### YOUR GOAL
The number of lines with the string "inactiveText" in the listing below is all that should be reported.

### INFORMATION SHOWN
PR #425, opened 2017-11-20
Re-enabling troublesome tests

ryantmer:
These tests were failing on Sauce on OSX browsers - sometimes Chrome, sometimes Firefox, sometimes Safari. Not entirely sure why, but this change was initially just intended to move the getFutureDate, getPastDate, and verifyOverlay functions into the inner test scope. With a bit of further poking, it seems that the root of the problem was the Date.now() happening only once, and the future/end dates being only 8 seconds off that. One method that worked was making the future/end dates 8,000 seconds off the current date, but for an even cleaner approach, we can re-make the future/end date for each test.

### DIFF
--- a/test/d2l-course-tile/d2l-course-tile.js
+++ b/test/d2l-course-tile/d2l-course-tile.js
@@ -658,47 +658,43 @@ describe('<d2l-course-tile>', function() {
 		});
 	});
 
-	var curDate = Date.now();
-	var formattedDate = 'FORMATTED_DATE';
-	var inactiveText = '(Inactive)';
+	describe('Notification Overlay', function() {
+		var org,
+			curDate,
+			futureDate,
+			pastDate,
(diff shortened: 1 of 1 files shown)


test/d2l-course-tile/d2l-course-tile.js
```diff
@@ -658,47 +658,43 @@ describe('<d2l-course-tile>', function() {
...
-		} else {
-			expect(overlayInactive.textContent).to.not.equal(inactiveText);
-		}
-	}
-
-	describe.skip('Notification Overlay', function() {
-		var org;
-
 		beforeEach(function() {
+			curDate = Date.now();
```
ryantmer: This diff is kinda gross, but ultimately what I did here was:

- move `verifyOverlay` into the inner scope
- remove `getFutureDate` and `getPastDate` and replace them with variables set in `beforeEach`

### WRITTEN SOLUTION
2